Sur le plan du terrorisme, pour le moment Al-Qaida est le seul mouvement apte à monter des opérations extérieures planifiées même si leur efficacité est loin d’atteindre le niveau des attentats cités précédemment (sauf celui de Paris). La grande crainte et de voir se renouveler ce qui s’est passé à Bombay du 26 au 29 novembre 2008 quand un commando de dix terroristes a fait 173 morts et plus de 300 blessés. Al-Qaida en a la capacité (voir l’attaque du centre commercial Westgate de Nairobi le 21 septembre 2013 par un commando de shebabs, mouvement affilié à Al-Qaida : bilan 68 tués et plus de 200 blessés), Daesh pas encore mais cela pourrait bien venir.

Par contre, les deux organisations font constamment appel à des « initiatives locales » de volontaires qui sont sommés de déclencher des actions terroristes avec les moyens du bord : explosifs artisanaux, armes récupérées auprès du crime organisé, couteaux, véhicules lancés dans la foule, etc. Il est important de constater qu’en dehors de Medhi Nemmouche, l’auteur de la tuerie du musée juif de Bruxelles du 24 mai 2014, aucun returnee (rentré du djihad) n’est encore passé à l’action. Tous les cas signalés pour l’instant proviennent de personnes qui agissent seules ou en très petits groupes. Certains de ces individus ont des contacts avec des proches ou des connaissances arrivés en Syrie. Ces derniers peuvent les inciter à les rejoindre, à les aider financièrement ou à passer à l’action à domicile. De toutes façons, les revues Inspire (AQPA) et Dabiq (Daesh) appellent depuis longtemps au meurtre en fournissant également les modes d’emploi.
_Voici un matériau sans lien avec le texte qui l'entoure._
PR #143, opened 2022-03-02
💥 ERC4626 interface updates

### LINKED ISSUE #142: Update ERC4626 Interface
https://github.com/Rari-Capital/solmate/blob/7f433c79c498f7cef10e1144e617f3359d19a4b4/src/mixins/ERC4626.sol#L123

`assetsOf` and `assetsPerShare` are no longer in the interface (now in last call)

these should be changed to `convertToShares` and `convertToAssets`

eswak:
ERC is now in last call.

Use proper wording for variables:
- amount -> assets
- from/user -> owner
- to -> receiver

remove assetsOf and assetsPerShare

add convertToShares and covnertToAssets

previewMint, previewDeposit, previewRedeem, previewWithdraw are not read-only anymore

change asset() type to address instead of ERC20, to use 100% standard typings on external interfaces

update allowance management in redeem to be identical to withdraw

Closes #142


eswak:
good catch

src/mixins/ERC4626.sol
```diff
@@ -120,33 +122,37 @@ abstract contract ERC4626 is ERC20 {
 
     function totalAssets() public view virtual returns (uint256);
 
-    function assetsOf(address user) public view virtual returns (uint256) {
-        return previewRedeem(balanceOf[user]);
+    function convertToShares(uint256 assets) public view returns (uint256 shares) {
+        uint256 supply = totalSupply; // Saves an extra SLOAD if totalSupply is non-zero.
+
+        return shares = supply == 0 ? assets : assets.mulDivUp(supply, totalAssets());
```
Joeysantoro, line 128: this should mulDivDown not up to track the results of a deposit call imo. Open to tracking withdraw if thats preferred by @transmissions11

transmissions11: I’d like to standardize this in the spec itself, can see arguments for both sides. Needs a bit more discussion

transmissions11: oke we agreed to use mulDivDown

eswak: I'll push the change, but just a heads up, this assertion won't hold : 

`vault.convertToShares(vault.convertToAssets(vault.balanceOf(x))) !== vault.balanceOf(x)`

because both functions round down (pessimisticly)

transmissions11: 0B9AF509-3F9C-4554-8581-CA60C8D3A197

Even if we rounded up its still not reversible in all cases tho, no?

Joeysantoro: I don't think so either

PR #144, opened 2022-03-02
⚡️ take advantage of the low-level inliner

qd-qd:
## Context

The [v0.8.2](https://blog.soliditylang.org/2021/04/21/custom-errors/) adds a simple inliner to the low-level optimizer of Solidity. It can inline short functions that do not contain control-flow branches or opcodes with side-effects.

### Before

Screenshot 2022-03-02 at 15 48 25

Par contre, si Daesh rencontre plus de difficultés dans l’avenir sur le front syro-irakien auquel il attache une importance vitale, il sera tenté d’accroître considérablement ses actions terroristes en dehors de cette région. D’ailleurs, le Caucase et même la Russie profonde risquent de subir dans les semaines à venir la vengeance d’islamistes se revendiquant des deux mouvements salafistes-djihadistes (encore qu’une revendication portant le label « Daesh » est actuellement plus porteuse qu’une revendiquée par « Al-Qaida »).